Let $f: \mathbb{R}^2\to \mathbb{R}^2$ given by $f(x, y) = (e^x \cos y, e^x \sin y)$.

Question

Let $f: \mathbb{R}^2\to \mathbb{R}^2$ given by $f(x, y) = (e^x \cos y, e^x \sin y)$.

Take $S$ to be the set $S = [0, 1]\times [0, \pi]$.

(a) Calculate $Df$ and $\det Df$.

(b) Sketch the image under $f$ of the set $S$.

We remark that if one identifies $\mathbb{C}$ with $\mathbb{R}^2$ as usual, then $f$ is the function $f(z) = e^z$.

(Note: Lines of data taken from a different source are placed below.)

PR #1384, opened 2026-04-17
fix(toolkit-lib): cdk gc hangs when BackgroundStackRefresh.stop() races an in-flight refresh

### LINKED ISSUE #1385: (cli): cdk gc hangs indefinitely after completing because BackgroundStackRefresh reschedules itself after stop()
### Describe the bug

`cdk gc` completes its work but the process never exits. The CLI hangs silently after the last progress-printer line until killed. Triggered on any run whose total duration exceeds ~5 minutes.

Root cause is in `packages/@aws-cdk/toolkit-lib/lib/api/garbage-collection/stack-refresh.ts`. `BackgroundStackRefresh.refresh()` unconditionally reschedules itself via `setTimeout` on every completion, and `stop()` only calls `clearTimeout` on the currently-tracked timer. If `stop()` fires while an awaited `refresh()` is in flight, `clearTimeout` has no effect on the in-flight call, and when that call resolves it installs a fresh timer that `stop()` has already passed over. The new timer pins Node's event loop indefinitely.

Confirmed present on `aws/aws-cdk-cli` `main` at commit `68789664`, lines 161-207 of the above file; the offending `setTimeout` is line 174.

### Regression Issue

_No response_

### Expected Behavior

`cdk gc` exits cleanly after completing its work, regardless of total runtime.

### Current Behavior

The process hangs silently. No further output unless `--verbose` is set (in which case `refreshStacks` debug messages appear every 5 min, then silence again). The only way out is SIGKILL. In CI this causes the job to hit its step timeout.

Representative log tail:

```
[99.62%] 5494 files scanned: 100 assets (0.16 GiB) tagged, 4792 assets (8.91 GiB) deleted.
[NaN%] 0 files scanned: 0 assets (0.00 MiB) tagged, 0 assets (0.00 MiB) deleted.
<hangs here until killed>
```

(The `[NaN%]` line is a separate cosmetic issue caused by an empty bootstrap ECR repo; not the subject of this report.)

### Reproduction Steps

**Code-level repro** (no AWS account required) - standalone unit test against `BackgroundStackRefresh` showing `stop()` cannot cancel an in-flight `refresh()`:

```ts
import { BackgroundStackRefresh, ActiveAssetCache } from '<path-to>/stack-refresh';

test('stop() does not cancel an in-flight refresh, leaking a timer', async () => {
  let resolveRefresh: () => void;
  const fakeCfn = {
    listStacks: () => new Promise(r => { resolveRefresh = () => r({ StackSummaries: [] }); }),
    getTemplateSummary: async () => ({ Parameters: [] }),
    getTemplate: async () => ({ TemplateBody: '' }),
  };
  const bg = new BackgroundStackRefresh({
    cfn: fakeCfn as any,
    ioHelper: { defaults: { debug: async () => {} } } as any,
    activeAssets: new ActiveAssetCache(),
  });

  jest.useFakeTimers();
  bg.start();
  jest.advanceTimersByTime(300_000);   // first refresh fires, now awaits listStacks
  bg.stop();                            // caller thinks it's done
  resolveRefresh!();                    // in-flight refresh completes
  await Promise.resolve();              // drain microtasks

  // BUG: stop() was called, yet a new timer is pending.
  expect(jest.getTimerCount()).toBe(0); // FAILS - one pending timer leaks
});
```

**Real-world repro** (for severity context):

```
cdk gc --unstable=gc aws://<redacted>/us-east-1 \
  --rollback-buffer-days=3 --created-buffer-days=1 \
  --action=full --type=all --confirm=false
```

Against a bootstrap S3 bucket large enough that total runtime exceeds 5 min. Observed 100% correlation between runtime > 5 min and hang across multiple runs in a CI pipeline.

### Possible Solution

Gate the reschedule on a stopped flag, and drain `queuedPromises` so any caller parked in `noOlderThan()` unblocks:

```diff
 export class BackgroundStackRefresh {
   private timeout?: NodeJS.Timeout;
+  private stopped = false;

   private async refresh() {
     const startTime = Date.now();
     await refreshStacks({ ... });
     this.justRefreshedStacks();
+    if (this.stopped) return;
     this.timeout = setTimeout(() => this.refresh(),
       Math.max(startTime + 300_000 - Date.now(), 0));
   }

   public stop() {
+    this.stopped = true;
     clearTimeout(this.timeout);
+    for (const p of this.queuedPromises.splice(0)) p(undefined);
   }
 }
```

Happy to submit the PR against `aws/aws-cdk-cli` with the above diff plus the regression test - confirm the approach and I'll send it.

Related: aws/aws-cdk#33441 (same class of bug, closed). The attempted fix in aws/aws-cdk#33466 is incomplete - adding `clearTimeout` inside `refresh()` before re-setting cannot cancel the already-executing `refresh()` either, so the rescheduling race still exists. That PR was never merged.

The gc CLI code now lives in `aws/aws-cdk-cli` (file path above). The `aws-cdk-cli` README directs user-facing issue reports here, which is why this is filed on `aws/aws-cdk`.

2.236.0

### AWS CDK CLI version

2.1111.0 (build 69089a7)

### Node.js Version

v22.22.2

### OS

ubuntu-24.04

### Language

TypeScript

### Language Version

_No response_

### Other information

_No response_

rubenfonseca:
### Issue # (if applicable)

Fixes aws/aws-cdk-cli#1385

### Reason for this change

`cdk gc` hangs silently after completing its work on any run whose total duration exceeds ~5 minutes. The process never exits; CI pipelines hit step timeouts and users have to SIGKILL.

Root cause is in `BackgroundStackRefresh`: `refresh()` unconditionally reschedules itself via `setTimeout` on every completion, and `stop()` only calls `clearTimeout` on the tracked timer. If `stop()` fires while an awaited `refreshStacks()` is in flight, the `clearTimeout` call has no effect on the already-executing `refresh()` (the timer that launched it was consumed when it fired). When the in-flight `refresh()` finally resolves, it installs a fresh `setTimeout` that `stop()` has already passed over. That timer pins the Node event loop indefinitely, and re-fires every 5 minutes forever.

This also explains the previously reported stuck-at-NN.NN% / silent-hang patterns — see aws/aws-cdk#33441 and the unmerged-but-insufficient fix in aws/aws-cdk#33466 (which added a redundant `clearTimeout` inside `refresh()` but did not prevent the reschedule from winning the race with `stop()`).

### Description of changes

- Add a `stopped` flag on `BackgroundStackRefresh`. `stop()` sets it; `refresh()` checks it after `refreshStacks()` resolves and returns without rescheduling if `stop()` has been called. This closes the race without changing any other behavior.
- Add a regression test that drives a controllable `listStacks` mock to keep `refresh()` in flight, calls `stop()` during the await, resolves the mock, and asserts that no new `setTimeout` is installed. The test fails on the unpatched code and passes with the fix.

No public API changes, no behaviour change on the happy path.

### Describe any new or updated permissions being added

None.

- New unit test `stop() prevents rescheduling even if called during an in-flight refresh` — passes with the fix, fails without it (verified by reverting just the library-side change and re-running).
- All existing `BackgroundStackRefresh` tests still pass (6 passed, 0 failed in `garbage-collection.test.ts` within the `BackgroundStackRefresh` describe block).

### Checklist

- [x] My code adheres to the [CONTRIBUTING GUIDE](https://github.com/aws/aws-cdk/blob/main/CONTRIBUTING.md) and [DESIGN GUIDELINES](https://github.com/aws/aws-cdk/blob/main/docs/DESIGN_GUIDELINES.md)

----

*By submitting this pull request, I confirm that my contribution is made under the terms of the Apache-2.0 license*

### DIFF
--- a/packages/@aws-cdk/toolkit-lib/lib/api/garbage-collection/stack-refresh.ts
+++ b/packages/@aws-cdk/toolkit-lib/lib/api/garbage-collection/stack-refresh.ts
@@ -147,6 +147,7 @@ export class BackgroundStackRefresh {
   private timeout?: NodeJS.Timeout;
   private lastRefreshTime: number;
   private queuedPromises: Array<(value: unknown) => void> = [];
+  private stopped = false;
 
   constructor(private readonly props: BackgroundStackRefreshProps) {
     this.lastRefreshTime = Date.now();
@@ -168,6 +169,13 @@ export class BackgroundStackRefresh {
       qualifier: this.props.qualifier,
     });
     this.justRefreshedStacks();
+
+    // If stop() was called while the awaited refreshStacks() above was in flight, do not
+    // reinstall a timer — clearTimeout() in stop() could not cancel the already-executing
+    // refresh() call, and scheduling a new one here would pin the event loop forever.
+    if (this.stopped) {
+      return;
+    }
 
     // If the last invocation of refreshStacks takes <5 minutes, the next invocation starts 5 minutes after the last one started.
     // If the last invocation of refreshStacks takes >5 minutes, the next invocation starts immediately.
@@ -203,6 +211,7 @@ export class BackgroundStackRefresh {
   }
 
   public stop() {
+    this.stopped = true;
     clearTimeout(this.timeout);
   }
 }
--- a/packages/@aws-cdk/toolkit-lib/test/api/garbage-collection/garbage-collection.test.ts
+++ b/packages/@aws-cdk/toolkit-lib/test/api/garbage-collection/garbage-collection.test.ts
@@ -1008,6 +1008,37 @@ describe('BackgroundStackRefresh', () => {
 
     await expect(waitPromise).rejects.toThrow('refreshStacks took too long; the background thread likely threw an error');
   });
+
+  test('stop() prevents rescheduling even if called during an in-flight refresh', async () => {
+    // Make listStacks return a promise we control, so refresh() stays in flight
+    // while stop() is called.
+    let resolveListStacks: (value: any) => void = () => {
+    };
+    cfnClient.on(ListStacksCommand).callsFake(() => new Promise((resolve) => {
+      resolveListStacks = resolve;
+    }));
+
+    void backgroundRefresh.start();
+
+    // Fire the initial 5-minute timer; refresh() begins and suspends awaiting listStacks.
+    await jest.runOnlyPendingTimersAsync();
+
+    // Caller decides to stop while refresh() is mid-await.
+    setTimeoutSpy.mockClear();
+    backgroundRefresh.stop();
+
+    // Complete the in-flight refresh(). Without the stopped-flag guard, refresh()
+    // would reinstall a setTimeout here and pin the event loop indefinitely.
+    resolveListStacks({ StackSummaries: [] });
+    // Drain microtasks thoroughly so the in-flight refresh() fully unwinds.
+    for (let i = 0; i < 50; i++) {
+      await Promise.resolve();
+    }
+    await jest.advanceTimersByTimeAsync(0);
+
+    expect(setTimeoutSpy).not.toHaveBeenCalled();
+    expect(jest.getTimerCount()).toBe(0);
+  });
 });
 
 describe('ProgressPrinter', () => {


rix0rrr (approved):
Thanks!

For (a), $Df(x,y)=\begin{bmatrix}e^x \cos y & -e^x \sin y\\e^x \sin y & e^x \cos y\end{bmatrix}$ and $\det \begin{bmatrix}e^x \cos y & -e^x \sin y\\e^x \sin y & e^x \cos y\end{bmatrix}=e^{2x}\cos^2 y+e^{2x}\sin^2 y=e^{2x}$

I do not understand what I have to do in (b), could someone help me please? Thank you

Answer 1

Hint: The domain is a rectangular region. Start by sketching the images of its sides. E.g., one side of the rectangle is $\{(t,0)\mid t\in[0,1]\}$. Plug this into $f$, producing $(e^t,0)$, and draw the resulting curve.

Answer 2

Hint: Fix an $x$. Can you draw the image of $\{x\}\times [0,\pi]$ under $f$? What happens when you start varying $x$?